* WORK TO COMPLETE
Print, in exact form, the lines below from the one containing "### What actually happened" through the one containing "### Computer details", and omit all others.

------ EXERCISE INPUT

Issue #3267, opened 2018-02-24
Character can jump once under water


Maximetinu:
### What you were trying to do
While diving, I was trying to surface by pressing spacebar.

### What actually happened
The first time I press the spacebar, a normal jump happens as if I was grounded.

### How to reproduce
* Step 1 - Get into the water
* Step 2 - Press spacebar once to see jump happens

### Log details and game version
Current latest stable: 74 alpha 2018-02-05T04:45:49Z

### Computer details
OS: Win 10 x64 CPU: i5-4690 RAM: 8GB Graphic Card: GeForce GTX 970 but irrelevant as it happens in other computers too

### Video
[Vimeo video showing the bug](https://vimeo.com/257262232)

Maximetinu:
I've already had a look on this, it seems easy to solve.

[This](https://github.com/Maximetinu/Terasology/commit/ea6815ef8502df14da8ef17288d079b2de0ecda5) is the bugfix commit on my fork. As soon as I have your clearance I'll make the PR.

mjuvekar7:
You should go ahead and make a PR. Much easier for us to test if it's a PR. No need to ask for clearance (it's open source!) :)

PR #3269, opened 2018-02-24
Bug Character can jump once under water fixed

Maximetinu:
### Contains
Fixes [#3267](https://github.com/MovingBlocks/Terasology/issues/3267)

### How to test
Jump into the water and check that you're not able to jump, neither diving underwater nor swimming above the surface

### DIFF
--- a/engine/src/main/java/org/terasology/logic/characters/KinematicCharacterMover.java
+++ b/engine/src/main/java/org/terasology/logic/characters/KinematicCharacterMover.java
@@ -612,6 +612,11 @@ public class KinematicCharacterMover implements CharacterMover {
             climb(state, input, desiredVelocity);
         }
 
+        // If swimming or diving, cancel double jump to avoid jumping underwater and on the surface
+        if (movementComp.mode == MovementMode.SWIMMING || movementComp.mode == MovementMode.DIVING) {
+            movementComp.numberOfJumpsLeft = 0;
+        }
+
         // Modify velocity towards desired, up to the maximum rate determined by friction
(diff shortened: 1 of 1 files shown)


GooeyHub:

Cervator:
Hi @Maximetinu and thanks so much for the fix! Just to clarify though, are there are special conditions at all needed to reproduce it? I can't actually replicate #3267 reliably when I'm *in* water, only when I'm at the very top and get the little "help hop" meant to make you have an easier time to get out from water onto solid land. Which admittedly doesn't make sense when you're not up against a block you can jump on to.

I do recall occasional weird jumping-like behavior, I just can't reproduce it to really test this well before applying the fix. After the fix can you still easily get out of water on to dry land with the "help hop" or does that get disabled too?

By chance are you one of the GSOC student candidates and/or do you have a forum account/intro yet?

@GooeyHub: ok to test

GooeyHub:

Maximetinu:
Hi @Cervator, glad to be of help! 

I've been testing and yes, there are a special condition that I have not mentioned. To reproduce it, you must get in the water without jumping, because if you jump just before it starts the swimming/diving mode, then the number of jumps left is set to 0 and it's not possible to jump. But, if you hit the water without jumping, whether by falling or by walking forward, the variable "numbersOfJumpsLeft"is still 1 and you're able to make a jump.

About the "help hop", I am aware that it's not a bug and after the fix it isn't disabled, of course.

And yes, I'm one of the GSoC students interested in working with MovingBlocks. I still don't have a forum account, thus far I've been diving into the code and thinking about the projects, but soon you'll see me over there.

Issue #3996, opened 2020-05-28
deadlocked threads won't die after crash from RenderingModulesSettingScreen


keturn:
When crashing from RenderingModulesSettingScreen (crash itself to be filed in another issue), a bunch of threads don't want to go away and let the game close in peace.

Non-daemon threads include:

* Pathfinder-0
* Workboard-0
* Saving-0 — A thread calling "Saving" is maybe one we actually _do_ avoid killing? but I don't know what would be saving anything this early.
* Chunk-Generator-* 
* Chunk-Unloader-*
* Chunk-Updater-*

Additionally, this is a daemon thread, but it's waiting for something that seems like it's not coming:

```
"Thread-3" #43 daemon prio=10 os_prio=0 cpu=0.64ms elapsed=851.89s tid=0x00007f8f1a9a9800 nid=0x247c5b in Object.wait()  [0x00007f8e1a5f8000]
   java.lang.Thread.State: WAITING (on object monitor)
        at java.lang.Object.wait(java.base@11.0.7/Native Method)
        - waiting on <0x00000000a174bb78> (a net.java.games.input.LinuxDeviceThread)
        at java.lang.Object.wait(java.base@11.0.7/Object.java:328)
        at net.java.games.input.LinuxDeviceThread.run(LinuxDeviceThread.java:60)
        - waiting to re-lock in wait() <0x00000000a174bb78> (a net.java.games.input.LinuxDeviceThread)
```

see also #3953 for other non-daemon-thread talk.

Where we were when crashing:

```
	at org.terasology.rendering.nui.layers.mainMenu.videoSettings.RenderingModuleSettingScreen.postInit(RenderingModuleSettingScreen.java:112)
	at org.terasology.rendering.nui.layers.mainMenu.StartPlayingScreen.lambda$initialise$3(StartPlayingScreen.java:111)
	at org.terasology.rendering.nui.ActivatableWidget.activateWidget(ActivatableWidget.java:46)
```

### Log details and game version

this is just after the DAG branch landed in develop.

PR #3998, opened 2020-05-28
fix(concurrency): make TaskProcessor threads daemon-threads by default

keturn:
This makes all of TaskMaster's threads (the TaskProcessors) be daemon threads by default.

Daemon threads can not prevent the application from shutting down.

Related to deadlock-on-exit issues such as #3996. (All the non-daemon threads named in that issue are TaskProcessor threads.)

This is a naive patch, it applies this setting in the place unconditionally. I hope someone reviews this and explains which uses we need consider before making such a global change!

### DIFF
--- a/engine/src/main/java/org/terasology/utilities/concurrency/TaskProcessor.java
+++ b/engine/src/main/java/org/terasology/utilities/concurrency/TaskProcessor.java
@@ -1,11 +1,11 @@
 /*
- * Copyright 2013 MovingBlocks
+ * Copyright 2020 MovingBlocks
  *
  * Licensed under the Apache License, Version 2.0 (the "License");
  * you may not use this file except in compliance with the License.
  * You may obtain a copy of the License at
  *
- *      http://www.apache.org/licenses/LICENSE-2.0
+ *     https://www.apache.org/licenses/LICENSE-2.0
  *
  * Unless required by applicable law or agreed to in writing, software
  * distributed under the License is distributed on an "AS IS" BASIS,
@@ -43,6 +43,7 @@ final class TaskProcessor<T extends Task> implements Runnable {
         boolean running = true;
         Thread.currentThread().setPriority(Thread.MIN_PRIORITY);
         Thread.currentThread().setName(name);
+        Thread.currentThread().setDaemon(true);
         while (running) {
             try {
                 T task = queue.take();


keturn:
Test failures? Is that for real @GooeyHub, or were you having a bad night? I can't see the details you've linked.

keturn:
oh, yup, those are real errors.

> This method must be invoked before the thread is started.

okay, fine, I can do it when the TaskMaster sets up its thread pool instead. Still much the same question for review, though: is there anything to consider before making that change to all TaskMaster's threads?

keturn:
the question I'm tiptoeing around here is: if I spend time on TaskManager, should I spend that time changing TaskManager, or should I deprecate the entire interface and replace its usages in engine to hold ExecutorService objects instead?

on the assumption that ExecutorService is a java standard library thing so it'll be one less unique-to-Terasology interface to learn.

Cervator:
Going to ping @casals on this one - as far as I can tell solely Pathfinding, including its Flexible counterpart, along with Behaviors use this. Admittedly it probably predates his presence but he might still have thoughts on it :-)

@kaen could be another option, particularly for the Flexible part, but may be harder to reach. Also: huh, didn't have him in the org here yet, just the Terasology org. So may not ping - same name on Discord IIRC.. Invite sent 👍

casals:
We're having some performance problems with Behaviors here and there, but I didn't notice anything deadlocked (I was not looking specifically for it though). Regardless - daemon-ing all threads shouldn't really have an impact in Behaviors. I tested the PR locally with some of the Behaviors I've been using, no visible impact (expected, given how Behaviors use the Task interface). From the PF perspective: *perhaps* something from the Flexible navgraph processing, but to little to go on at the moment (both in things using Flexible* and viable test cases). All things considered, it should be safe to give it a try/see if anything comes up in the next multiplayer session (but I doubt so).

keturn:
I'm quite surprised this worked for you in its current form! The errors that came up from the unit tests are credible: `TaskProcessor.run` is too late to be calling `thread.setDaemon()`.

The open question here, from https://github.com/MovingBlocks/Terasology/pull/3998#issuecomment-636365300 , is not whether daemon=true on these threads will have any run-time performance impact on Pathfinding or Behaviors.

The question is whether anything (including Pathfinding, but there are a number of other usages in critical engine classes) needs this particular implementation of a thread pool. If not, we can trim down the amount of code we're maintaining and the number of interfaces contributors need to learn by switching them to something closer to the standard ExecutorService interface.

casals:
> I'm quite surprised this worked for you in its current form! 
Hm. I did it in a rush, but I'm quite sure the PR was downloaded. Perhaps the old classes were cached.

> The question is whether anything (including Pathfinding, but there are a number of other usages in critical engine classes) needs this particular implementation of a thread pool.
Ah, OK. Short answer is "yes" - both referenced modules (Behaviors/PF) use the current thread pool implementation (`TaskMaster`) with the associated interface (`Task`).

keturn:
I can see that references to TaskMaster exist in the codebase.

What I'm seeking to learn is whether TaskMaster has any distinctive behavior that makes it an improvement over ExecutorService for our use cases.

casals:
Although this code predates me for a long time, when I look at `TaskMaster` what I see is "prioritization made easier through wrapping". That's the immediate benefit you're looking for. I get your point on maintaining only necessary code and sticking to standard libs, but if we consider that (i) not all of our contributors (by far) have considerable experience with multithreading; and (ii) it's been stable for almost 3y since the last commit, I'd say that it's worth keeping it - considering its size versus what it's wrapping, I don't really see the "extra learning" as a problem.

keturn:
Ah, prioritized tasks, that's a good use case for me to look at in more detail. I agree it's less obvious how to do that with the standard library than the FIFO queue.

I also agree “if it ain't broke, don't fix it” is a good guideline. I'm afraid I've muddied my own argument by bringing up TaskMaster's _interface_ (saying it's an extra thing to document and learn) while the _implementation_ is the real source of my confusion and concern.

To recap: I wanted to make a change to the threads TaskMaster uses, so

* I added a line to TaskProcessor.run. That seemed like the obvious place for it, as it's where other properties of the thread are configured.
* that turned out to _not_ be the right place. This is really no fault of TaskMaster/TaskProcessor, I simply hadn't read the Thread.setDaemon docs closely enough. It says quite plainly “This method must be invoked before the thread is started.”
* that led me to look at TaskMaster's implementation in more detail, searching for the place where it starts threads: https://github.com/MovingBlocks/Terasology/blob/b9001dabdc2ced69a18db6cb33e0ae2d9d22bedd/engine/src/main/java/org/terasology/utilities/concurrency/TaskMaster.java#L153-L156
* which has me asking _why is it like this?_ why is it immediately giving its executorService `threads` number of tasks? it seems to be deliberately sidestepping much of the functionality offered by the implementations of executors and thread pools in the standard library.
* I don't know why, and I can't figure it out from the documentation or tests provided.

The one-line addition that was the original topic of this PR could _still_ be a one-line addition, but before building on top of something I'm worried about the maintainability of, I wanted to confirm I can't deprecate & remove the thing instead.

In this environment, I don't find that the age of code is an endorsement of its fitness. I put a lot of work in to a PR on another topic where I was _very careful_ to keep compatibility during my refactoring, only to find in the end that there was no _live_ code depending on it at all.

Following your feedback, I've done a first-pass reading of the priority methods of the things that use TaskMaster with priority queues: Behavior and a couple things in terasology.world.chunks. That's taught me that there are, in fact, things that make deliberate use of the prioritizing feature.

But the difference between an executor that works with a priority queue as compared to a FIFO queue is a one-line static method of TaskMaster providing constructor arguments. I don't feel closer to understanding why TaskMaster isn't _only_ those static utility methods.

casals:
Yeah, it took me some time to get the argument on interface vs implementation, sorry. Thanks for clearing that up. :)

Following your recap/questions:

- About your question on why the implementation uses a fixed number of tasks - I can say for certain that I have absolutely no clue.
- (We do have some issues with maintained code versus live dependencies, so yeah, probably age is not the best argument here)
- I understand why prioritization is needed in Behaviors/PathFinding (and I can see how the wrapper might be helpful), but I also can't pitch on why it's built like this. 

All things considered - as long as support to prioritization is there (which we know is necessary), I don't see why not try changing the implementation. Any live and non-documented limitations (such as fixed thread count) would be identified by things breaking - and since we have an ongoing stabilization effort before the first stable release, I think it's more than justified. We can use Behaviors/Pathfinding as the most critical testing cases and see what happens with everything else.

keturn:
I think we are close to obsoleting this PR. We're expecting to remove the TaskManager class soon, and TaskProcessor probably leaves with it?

------------
------ EXERCISE INPUT

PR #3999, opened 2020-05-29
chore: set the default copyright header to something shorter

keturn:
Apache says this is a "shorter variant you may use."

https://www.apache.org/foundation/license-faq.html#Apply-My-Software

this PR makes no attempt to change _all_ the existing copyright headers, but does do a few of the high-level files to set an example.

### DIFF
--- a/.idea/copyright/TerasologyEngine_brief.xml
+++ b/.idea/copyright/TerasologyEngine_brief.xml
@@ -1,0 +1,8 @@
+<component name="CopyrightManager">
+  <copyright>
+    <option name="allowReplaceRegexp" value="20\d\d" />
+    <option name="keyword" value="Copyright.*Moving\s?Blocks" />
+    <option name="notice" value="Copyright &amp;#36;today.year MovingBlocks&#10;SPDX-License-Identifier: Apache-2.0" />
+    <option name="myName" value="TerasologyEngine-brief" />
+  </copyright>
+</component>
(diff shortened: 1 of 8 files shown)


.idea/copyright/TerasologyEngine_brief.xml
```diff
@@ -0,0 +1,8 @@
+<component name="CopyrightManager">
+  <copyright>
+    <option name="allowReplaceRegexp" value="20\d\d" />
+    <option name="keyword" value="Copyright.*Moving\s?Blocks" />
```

------------
------ EXERCISE INPUT

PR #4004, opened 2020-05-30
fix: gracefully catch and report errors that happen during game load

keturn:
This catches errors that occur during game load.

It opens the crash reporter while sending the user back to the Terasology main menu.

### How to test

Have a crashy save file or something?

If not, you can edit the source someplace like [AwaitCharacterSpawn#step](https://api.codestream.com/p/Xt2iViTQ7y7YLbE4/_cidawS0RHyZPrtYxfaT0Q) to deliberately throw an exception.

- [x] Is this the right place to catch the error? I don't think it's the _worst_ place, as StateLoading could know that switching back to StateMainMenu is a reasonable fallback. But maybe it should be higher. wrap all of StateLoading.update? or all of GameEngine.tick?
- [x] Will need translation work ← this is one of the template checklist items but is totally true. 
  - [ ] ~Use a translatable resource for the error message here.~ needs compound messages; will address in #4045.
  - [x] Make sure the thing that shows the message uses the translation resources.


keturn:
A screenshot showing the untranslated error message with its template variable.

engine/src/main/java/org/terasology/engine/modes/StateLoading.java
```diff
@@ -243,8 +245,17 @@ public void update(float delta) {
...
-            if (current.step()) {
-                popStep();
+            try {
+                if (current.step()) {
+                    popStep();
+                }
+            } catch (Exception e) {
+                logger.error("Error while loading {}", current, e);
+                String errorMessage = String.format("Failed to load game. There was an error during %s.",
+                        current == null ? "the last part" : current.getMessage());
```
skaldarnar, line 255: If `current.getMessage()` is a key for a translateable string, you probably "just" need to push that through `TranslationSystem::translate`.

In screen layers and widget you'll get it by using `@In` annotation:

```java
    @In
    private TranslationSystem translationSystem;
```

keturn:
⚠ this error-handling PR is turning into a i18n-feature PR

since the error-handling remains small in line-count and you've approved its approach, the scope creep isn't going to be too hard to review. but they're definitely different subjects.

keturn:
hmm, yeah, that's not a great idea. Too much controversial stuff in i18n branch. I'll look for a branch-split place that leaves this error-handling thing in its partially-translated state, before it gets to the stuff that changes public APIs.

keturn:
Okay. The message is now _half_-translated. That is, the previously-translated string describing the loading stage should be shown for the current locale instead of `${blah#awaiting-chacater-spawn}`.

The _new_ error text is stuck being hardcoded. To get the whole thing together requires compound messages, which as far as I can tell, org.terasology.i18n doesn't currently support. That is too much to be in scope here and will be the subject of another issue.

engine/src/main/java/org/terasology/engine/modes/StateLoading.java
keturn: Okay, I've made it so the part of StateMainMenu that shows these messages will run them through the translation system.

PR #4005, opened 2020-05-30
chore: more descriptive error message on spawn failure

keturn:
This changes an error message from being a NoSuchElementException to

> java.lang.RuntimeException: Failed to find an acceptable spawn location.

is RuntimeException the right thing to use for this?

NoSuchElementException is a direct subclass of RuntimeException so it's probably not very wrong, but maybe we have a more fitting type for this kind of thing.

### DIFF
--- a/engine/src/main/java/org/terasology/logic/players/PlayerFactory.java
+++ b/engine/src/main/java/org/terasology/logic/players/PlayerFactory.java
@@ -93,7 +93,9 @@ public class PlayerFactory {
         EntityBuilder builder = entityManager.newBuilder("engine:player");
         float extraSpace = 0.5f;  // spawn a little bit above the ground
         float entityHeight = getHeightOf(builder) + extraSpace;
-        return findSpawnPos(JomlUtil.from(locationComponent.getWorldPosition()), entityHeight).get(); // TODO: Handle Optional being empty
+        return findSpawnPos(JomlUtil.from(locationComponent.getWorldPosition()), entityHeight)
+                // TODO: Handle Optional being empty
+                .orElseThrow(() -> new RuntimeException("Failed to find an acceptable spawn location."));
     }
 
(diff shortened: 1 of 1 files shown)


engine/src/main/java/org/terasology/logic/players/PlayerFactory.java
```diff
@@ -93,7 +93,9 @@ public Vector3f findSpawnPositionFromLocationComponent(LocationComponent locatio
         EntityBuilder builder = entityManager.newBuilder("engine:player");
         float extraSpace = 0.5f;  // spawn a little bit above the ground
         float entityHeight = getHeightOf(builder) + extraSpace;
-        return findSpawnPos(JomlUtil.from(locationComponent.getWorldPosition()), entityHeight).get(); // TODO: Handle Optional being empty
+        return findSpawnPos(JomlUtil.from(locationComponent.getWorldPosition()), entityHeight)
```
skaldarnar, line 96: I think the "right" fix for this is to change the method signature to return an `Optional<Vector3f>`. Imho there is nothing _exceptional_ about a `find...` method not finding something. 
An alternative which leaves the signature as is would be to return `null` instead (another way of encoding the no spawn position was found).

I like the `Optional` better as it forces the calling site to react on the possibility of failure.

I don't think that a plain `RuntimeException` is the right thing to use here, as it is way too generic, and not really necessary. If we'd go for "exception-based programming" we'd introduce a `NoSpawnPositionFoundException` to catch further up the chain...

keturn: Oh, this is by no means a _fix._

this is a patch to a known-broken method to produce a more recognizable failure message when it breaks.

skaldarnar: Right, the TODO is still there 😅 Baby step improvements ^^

------------

* COMPLETED EXERCISE
### What actually happened
The first time I press the spacebar, a normal jump happens as if I was grounded.

### How to reproduce
* Step 1 - Get into the water
* Step 2 - Press spacebar once to see jump happens

### Log details and game version
Current latest stable: 74 alpha 2018-02-05T04:45:49Z

### Computer details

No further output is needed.